The promise of linear DNA
“We dipped our toes in the pharmaceutical waters by presenting a poster and exhibiting at a global vaccine conference. We were overwhelmed by the strength of the audience response,” he recalls. The industry was grounded in plasmid production, so the realization that linear DNA could be produced at scale was an epiphany, he declares. By the time LineaRx was founded, its parent company had about a year’s experience in the pharmaceutical industry and already had shipped several thousand milligrams of linear DNA for both diagnostic and therapeutic applications.
Linear DNA that is short and nonfunctional scales well for industrial applications, but when linear DNA technology is translated to the life sciences industry, maintaining scalability is just one challenge. Amplicons need to be large enough to approximate the length of actual genes and to contain the control mechanisms allowing the DNA to be expressed in cells.
Those goals appear to have been achieved. As Hayward says, “We believe our linear DNA approach will yield more transcripts and protein per molecule of DNA, and that they’ll also survive longer in vivo.”
Early-stage therapeutic programs
LineaRx has two therapeutic programs in early-stage development. The lead program, an anti-DC19b CAR T-cell therapy, “has been in the clinic in Asia, where it was delivered successfully by both plasmid and retroviral vectors,” Hayward assents. “We acquired the rights to develop a linearized form for use in the United States. We’re working quickly to demonstrate the effectiveness of this approach.” It is based upon assembling effective constructs to generate high expression and high signal transduction in T cells. “There’s every expectation this will prove relevant to both solid and hematologic tumors,” he insists.
The other preclinical program, a nucleic acid–based cancer vaccine targeting the overexpression of telomerase, has shown immunogenicity in mice. It is being developed in partnership with Takis Biotech and EvviVax for applications in cats and dogs. This approach helps the vaccine accumulate data before it is translated to human trials.
LineaRx also is developing a concept for adoptive cell therapies. The basic premise is to place artificial intelligence–enabled, DNA-producing PCR devices in hospitals throughout the United States. Adhering to cGMP standards, local clinicians could use these devices to replicate the genes needed for their patients’ gene therapies. “That opens the opportunity for fast, highly personalized cell therapies,” he says. Still in its early stages, this therapy will need a large pharma partner for development and commercialization.
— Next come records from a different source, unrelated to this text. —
Issue #425, opened 2020-08-07
Question: Tags separation


walkero-gr:
How can I separate multiple tags in an archive. Checked the documentation and didn't find something on that. Maybe I missed it.
A help text on the form would be also useful.

Thanks for your time.

pirate:
Tags are stored as a single comma-separated string for now. They'll be split out into a separate one-to-many foreign-keyed model in a future version.

drpfenderson:
@pirate Is there a way to edit the stored tags on a link in the current version? Or is this more of a future functionality as you mention?

cdvv7788:
@drpfenderson I literally just added that in the PR for the upcoming release. It will be editable in the admin.

pirate:
Closing this because it's finished in the latest release.

PR #479, opened 2020-09-22
Tags migration

afreydev:
# Summary

This PR migrate the snapshot tags field to a new independent model.

# Related #425 

# Changes these areas

- [ ] Bugfixes
- [x] Feature behavior
- [ ] Command line interface
- [ ] Configuration options
- [ ] Internal architecture


archivebox/core/admin.py
```diff
@@ -66,6 +66,12 @@ class SnapshotAdmin(admin.ModelAdmin):
     actions = [delete_snapshots, overwrite_snapshots, update_snapshots, update_titles, verify_snapshots]
     actions_template = 'admin/actions_as_select.html'
 
+    def get_queryset(self, request):
+        return super().get_queryset(request).prefetch_related('tags')
+
+    def tag_list(self, obj):
+        return u", ".join(o.name for o in obj.tags.all())
```
pirate, line 73:
```suggestion
        return ', '.join(obj.tags.values_list('name', flat=True))
```

(In python 3 all strings are `u""` strings by default.)

cdvv7788:
LGTM. I fixed a couple issues that were still present. It seems to work pretty well. @pirate can you review it please?

cdvv7788 (approved):

archivebox/core/models.py
```diff
@@ -50,6 +60,13 @@ def as_link(self) -> Link:
     def as_link_with_details(self) -> Link:
         from ..index import load_link_details
         return load_link_details(self.as_link())
+    
+    def get_tags_str(self) -> str:
+        tags = ','.join(
+            tag.name
+            for tag in self.tags.all()
+        ) if self.tags.all() else ''
```
pirate, line 68:
```suggestion
        tags = ','.join(self.tags.values_list('name', flat=True)) if self.tags.exists() else ''
```
minor change, this is a migration so you can ignore it, but for future code this pattern is faster ^

pirate (approved):
Why was the decision made to use `django-taggit` instead of making our own `Tag` model?

I have a mild preference for making our own over using a library, but I assume there was some good reasoning for going the library route.

cdvv7788:
Well, we can definitely change it. A ForeignKey will be better than a GenericRelationship. The base is there, the refactor should not be complex. If you prefer it that way, we can just change it. Given that tags won't be used in any other model, it makes sense.
Taggit has several defaults that make it faster to implement, but other than that there is not a strong reason to keep it around.

Should we change it then?

pirate:
I think I'd like to change it then, as I much prefer the `ForeignKey` to `GenericRelationship`. Sorry for the trouble.

cdvv7788:
No worries. The base is already there, so the refactor should not be complicated.

cdvv7788:
@pirate this requires a m2m relationship, not a ForeignKey. I will still refactor it, but wanted to correct that point.

cdvv7788:
@pirate Please review again. There are some rough edges, but it works well enough.

archivebox/core/models.py
```diff
@@ -50,6 +92,13 @@ def as_link(self) -> Link:
...
```
pirate, line 100: return ','.join(self.tags.values_list('name', flat=True))

PR #481, opened 2020-09-23
Header extractor Improved

afreydev:
# Summary

This PR improve some aspects related to header extractor:

* Replace get method by head.
* Remove check for static files.
# Changes these areas

- [ ] Bugfixes
- [x] Feature behavior
- [ ] Command line interface
- [ ] Configuration options
- [ ] Internal architecture

### DIFF
--- a/archivebox/config/__init__.py
+++ b/archivebox/config/__init__.py
@@ -85,6 +85,7 @@ CONFIG_DEFAULTS: Dict[str, ConfigDefaultDict] = {
         'SAVE_PDF':                 {'type': bool,  'default': True, 'aliases': ('FETCH_PDF',)},
         'SAVE_SCREENSHOT':          {'type': bool,  'default': True, 'aliases': ('FETCH_SCREENSHOT',)},
         'SAVE_DOM':                 {'type': bool,  'default': True, 'aliases': ('FETCH_DOM',)},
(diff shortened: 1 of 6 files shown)


pirate:
there are a few other things that still need to be addressed before I want to release this extractor in the next version:

- how are 3XX responses / redirects handled? what happens if there are 3 redirects each with their own headers before the final response?
- how are 4XX and 5XX response codes to the HEAD request handled? does it retry with GET?
- what if the response body of the GET request is huge? can we abort the download the moment we get the headers?
- what happens if some of the headers are set-cookie headers? should we use those for the next request in the redirect chain? does `requests.get` handle that?

cdvv7788:
- The headers saved are the last in the chain. @afreydev checked that (there is a missing parameter in the HEAD request, but we are aware and that will get fixed).
- 4xx and 5xx can trigger a retry with GET, that is easy. If the GET still raises that, the returned headers will be saved.
- @afreydev found this https://stackoverflow.com/a/44299915
- https://github.com/psf/requests/issues/1069 According to this issue, requests should handle that.

@pirate It looks like all of the issues are not complex to solve. We will have these changes ready soon.

cdvv7788:
@pirate please check again. I added the required changes, added a `SAVE_HEADERS` flag, and additional tests for this behaviour.

pirate (approved):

While advancing these programs, LineaRx continues working as a CRO/CMO. In November, for example, it announced a shipment of linear DNA to Technogenetics for use in kits to detect autoimmunity and infectious disease.
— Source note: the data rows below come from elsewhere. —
PR #489, opened 2020-09-25
migrate config to django settings

apkallum:
# Summary

Move the config to settings. This is still draft as we see where best to do `django_setup` and migrate the settings where they are being imported.  

# Changes these areas

- [ ] Bugfixes
- [ ] Feature behavior
- [ ] Command line interface
- [ ] Configuration options
- [x] Internal architecture

# Roadmap Goals

0.6 roadmap

### DIFF
--- a/archivebox/core/settings.py
+++ b/archivebox/core/settings.py
@@ -1,24 +1,396 @@
 __package__ = 'archivebox.core'
 
 import os
+import re
 import sys
+import json
+import platform
+import shutil
+import getpass
+from typing import Optional
+from pathlib import Path
+from subprocess import run, PIPE, DEVNULL
+from collections import defaultdict
+
+import django
 from django.utils.crypto import get_random_string
 
+import environ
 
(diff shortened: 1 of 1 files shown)


archivebox/core/settings.py
```diff
@@ -1,24 +1,396 @@
...
+HTML_INDEX_FILENAME = 'index.html'
+ROBOTS_TXT_FILENAME = 'robots.txt'
+FAVICON_FILENAME = 'favicon.ico'
+CONFIG_FILENAME = 'ArchiveBox.conf'
+
+# Some values needed to compute other values, so we load them first 
+IS_TTY = sys.stdout.isatty()
+IN_DOCKER= os.getenv("IN_DOCKER", False)
+
+env = environ.Env(
```
pirate, line 192: hmm I'm not convinced that this is better than the current system, doesn't this break tons of stuff like the ini file?

PR #478, opened 2020-09-22
Feature: Add @postlight/mercury-parser as an alternative to Readability

ttimasdf:
# Summary

This PR add [mercury-parser](https://github.com/postlight/mercury-parser) as a backend engine to extract meaningful content from HTML, as an alternative to Readability.

> Mercury Parser powers the Mercury AMP Converter and Mercury Reader, a Chrome extension that removes ads and distractions, leaving only text and images for a beautiful reading view on any site.

mercury parser is also used by [Newsblur](https://github.com/samuelclay/NewsBlur), my favorite RSS Reader 😄 

# Changes these areas

- [ ] Bugfixes
- [x] Feature behavior
- [ ] Command line interface
- [x] Configuration options
- [ ] Internal architecture
- [x] Archived data layout on disk

# Motivation

I'm trying to archive this article. https://bbs.pediy.com/thread-229215.htm

Readability could only extract the last code block inside this article.

image

image

Mercury Parser is able to extract the whole content

image

PR #492, opened 2020-09-27
Feature: Pre-download images inside HTML content extracted by mercury parser

ttimasdf:
# Summary

This PR added a feature that makes mercury parser somewhere alike readability, but implemented from a different approach. It inline all images into `data:base64,****` form, make the output fully (or partially?) self-contained.

For this moment, readability extract content from `./singlepage.html` variant of archived content. This could be less accurate in some special cases (e.g. the article I mentioned #478 https://bbs.pediy.com/thread-229215.htm) because the HTML is different from original, and the inlined style/media may become a noise. This parser instead find content from `./output.html` which is exactly the same as browser seen, yielding more accurate results. Personally I think it could be a *supplement* to readability parser, not a replacement.

However, some of the media contained (mostly images that I care about) still link to online website/CDN that may expire later, or blocked by hot link protection. This PR add a wrapper script for HTML post-processing, find and extract images from its original URL, and put back to HTML output with its base64-encoded form. It also added a `<meta charset="UTF-8">` at the beginning of content to prevent garbling of non-ASCII content inside some browsers (at least Edge Chromium cannot display correctly both readability and mercury parser output).

This feature is tested manually against this article. at least work for me 😄  https://worldwonderer.github.io/%E9%80%86%E5%90%91%E6%9F%90%E9%9F%B3%E7%9F%AD%E8%A7%86%E9%A2%91App%E4%B9%8B%E8%AE%BE%E5%A4%87%E6%BF%80%E6%B4%BB/

image

# Changes these areas

- [ ] Bugfixes
- [x] Feature behavior
- [ ] Command line interface
- [x] Configuration options
- [ ] Internal architecture

### DIFF
--- a/Dockerfile
+++ b/Dockerfile
@@ -96,7 +96,7 @@ ENV IN_DOCKER=True \
     USE_READABILITY=True \
     READABILITY_BINARY="$NODE_DIR/node_modules/.bin/readability-extractor" \
     USE_MERCURY=True \
-    MERCURY_BINARY="$NODE_DIR/node_modules/.bin/mercury-parser"
+    MERCURY_BINARY="$CODE_DIR/bin/mercury-extractor"
 
 # Print version for nice docker finish summary
 RUN archivebox version
--- a/archivebox/extractors/mercury.py
+++ b/archivebox/extractors/mercury.py
@@ -5,6 +5,7 @@ from pathlib import Path
 from typing import Optional
 import json
 
+from .readability import get_html
 from ..index.schema import Link, ArchiveResult, ArchiveError
 from ..system import run, atomic_write
 from ..util import (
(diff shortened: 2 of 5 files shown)


pirate:
I see the appeal of this feature, but unfortunately the proposed implementation doesn't work with the way we package archivebox via pip.

The `bin` folder only exists for developers, the final compressed pip package does not include it.

If you make a separate repo for your `mercury-extractor` JS code, we can include it as an npm dependency, the same way we did for `readability-extractor`.

ttimasdf:
I would need some time to get familiar with JS packaging procedures. I seldom write JS myself ;p But `readability-extractor` could be a good starting point, shouldn't be that hard.

pirate:
👍 it's not too difficult but happy to answer any questions. Otherwise let us know in a couple weeks if you lose interest/want us to pick up this PR where you left off. It seems fairly close to the finish line and we wouldn't mind finishing it if you don't get around to it.

pirate:
Thanks for all your work so far on this. I'm going to close it for now because it's getting a bit stale, but if you're still interested in working on it just comment back here and we can discuss how to continue.

PR #655, opened 2021-02-16
v0.6.0 Release

pirate:
new features: 

- new ArchiveResult admin UI, with full editing ability + inline list under each Snapshot admin page
- add `init --quick` and `server --quick-init` options to quickly update the db version without doing a full re-init (for users with large archive collections this will make version upgrades a lot faster / less painful)
- new `SNAPSHOTS_PER_PAGE=40` and `MEDIA_MAX_SIZE=750m` config options
- log all errors with full tracebacks to new `data/logs/errors.log` file (so users no longer have to run in --debug mode to see error details)
- allow hotlinking directly to specific extractor output on the snapshot detail page using URL `#hash` e.g. `/archive/<timestamp>/index.html#git`
- add ability to view snapshot matching a given URLs by visiting `/archive/https://example.com/some/url` -> redirects to -> `/archive/<timestamp>/index.html` (also works without scheme `/archive/example.com`)
- add Django Debug Toolbar + `djdt_flamegraph` for developers to profile UI performance
- new `archivebox add --tag=tag1,tag2,tag3 ...` option and Add page UI form field for tagging new links

enhancements:

- lots of performance improvements! (in testing, the main index was brought down from 10-14 second load times to 114ms once cache warms up)
- speed up main codebae hotspots `snapshot_icons`, `latest_title`, `archive_size` using django cache
- integrity and correctness improvements to readability, mercury, warc, and other extractors
- lots of small UI improvements and CLI improvements

bugfixes:

- fix stdin/stdout/stderr handling for some edge cases in Docker/Docker-Compose
- lots of minor template fixes


pirate:
This PR is only partial and is is continued here: https://github.com/ArchiveBox/ArchiveBox/pull/680

PR #741, opened 2021-05-07
fix: use 644 instead of 755 for the configuration file

srevinsaju:
# Summary

ArchiveBox attempted to create configuration files 'ArchiveBox.conf'
which had execute permissions '+x' for everyone, which didnt seem safe
which seems to introduce security vulnerabilities.

# Related issues
None

# Changes these areas

- [ ] Bugfixes
- [x] Feature behavior
- [ ] Command line interface
- [x] Configuration options
- [ ] Internal architecture
- [x] Snapshot data layout on disk


pirate:
If you want to change this, you should change only the permissions of the config file, not the entire OUTPUT_PERMISSIONS, as `+x` is needed on directories in the archive output.

pirate:
Fixed in 8230f88 will be out with v0.6.3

“It’s very exciting to us to bring value to patients and to the supply chain in large, complex ecosystems like textiles, cannabis, and pharmaceuticals,” Hayward says. Applied DNA Sciences and LineaRx provide a two-pronged approach to a global problem.
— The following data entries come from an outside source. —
Issue #788, opened 2021-07-14
Use `whitenoise` for serving static files instead of `django.views.static.serve`


pirate:
https://github.com/evansd/whitenoise

> With a couple of lines of config WhiteNoise allows your web app to serve its own static files, making it a self-contained unit that can be deployed anywhere without relying on nginx, Amazon S3 or any other external service. (Especially useful on Heroku, OpenShift and other PaaS providers.)

```python3
MIDDLEWARE = [
  # 'django.middleware.security.SecurityMiddleware',
  'whitenoise.middleware.WhiteNoiseMiddleware',
  # ...
]

STATICFILES_STORAGE = 'whitenoise.storage.CompressedManifestStaticFilesStorage'
```

Also has the added benefit of supporting Byte-Range requests (so video files will be seekable), brotli/gzip compression, and other nice headers

pirate:
I tried this and it doesn't actually help us with anything, since we need byte-range requests for user-created archive content, not the staticfiles.

Removed it in favor of configuring uwsgi to support honor byte-range requests instead.

PR #833, opened 2021-08-25
using whitenoise for serving static files

ViAsmit:
# Summary

This PR  adds whitenoise for serving static files

# Related issues

Fixes Issue #788 

# Changes these areas

- [] Bugfixes
- [] Feature behavior
- [] Command line interface
- [x] Configuration options
- [x] Internal architecture

### DIFF
--- a/archivebox/core/settings.py
+++ b/archivebox/core/settings.py
@@ -68,6 +68,15 @@ MIDDLEWARE = [
 
 STATICFILES_STORAGE = 'whitenoise.storage.CompressedManifestStaticFilesStorage'
 
+# https://whitenoise.evans.io/en/stable/django.html
+# pip install whitenoise[brotli]
+WHITENOISE_INDEX_FILE = True
+WHITENOISE_USE_FINDERS = True
+WHITENOISE_ALLOW_ALL_ORIGINS = True
+
+# Use django-storages for user-uploaded files / archived content
+# https://django-storages.readthedocs.io/en/latest/
+
 AUTHENTICATION_BACKENDS = [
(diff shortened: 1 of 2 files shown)


pirate:
Thanks for this! It will involve quite a few more changes than just this PR, so it might take me a while to finish it off, but this is a good start.

Remaining things to check:
- [ ] add/verify dependency works in brew build
- [ ] add/verify dependency works in apt build
- [ ] add/verify dependency works in docker build 
- [ ] confirm static archive export urls work
- [ ] confirm headers served with staticfiles match previous headers
- [ ] check for performance changes / regressions

ViAsmit:
Yeah I am working on them. Will try to add more commitss in this PR .

archivebox/core/settings.py
```diff
@@ -65,10 +66,13 @@
     'core.middleware.CacheControlMiddleware',
 ]
 
+STATICFILES_STORAGE = 'whitenoise.storage.CompressedManifestStaticFilesStorage'
```
pirate, line 69:
```suggestion
STATICFILES_STORAGE = 'whitenoise.storage.CompressedManifestStaticFilesStorage'

# https://whitenoise.evans.io/en/stable/django.html
# pip install whitenoise[brotli]
WHITENOISE_INDEX_FILE = True
WHITENOISE_USE_FINDERS = True
WHITENOISE_ALLOW_ALL_ORIGINS = True

# Use django-storages for user-uploaded files / archived content
# https://django-storages.readthedocs.io/en/latest/
```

First, Applied DNA Sciences provides the tracking technology to verify that the product that’s delivered actually is the product the customer paid for. The World Health Organization estimated in 2017 that 10% of medical products in low- and middle-income countries are “substandard or falsified.” “Their impact on morbidity and mortality can justifiably be characterized as a disease state!” Hayward adds. Molecular tagging goes a long way toward preventing much of that harm.
Then, LineaRx takes therapeutics another step further by developing a form of DNA that has the potential to make cancer, immune, and gene therapy, more accessible. “There’s a range of opportunities,” Hayward observes.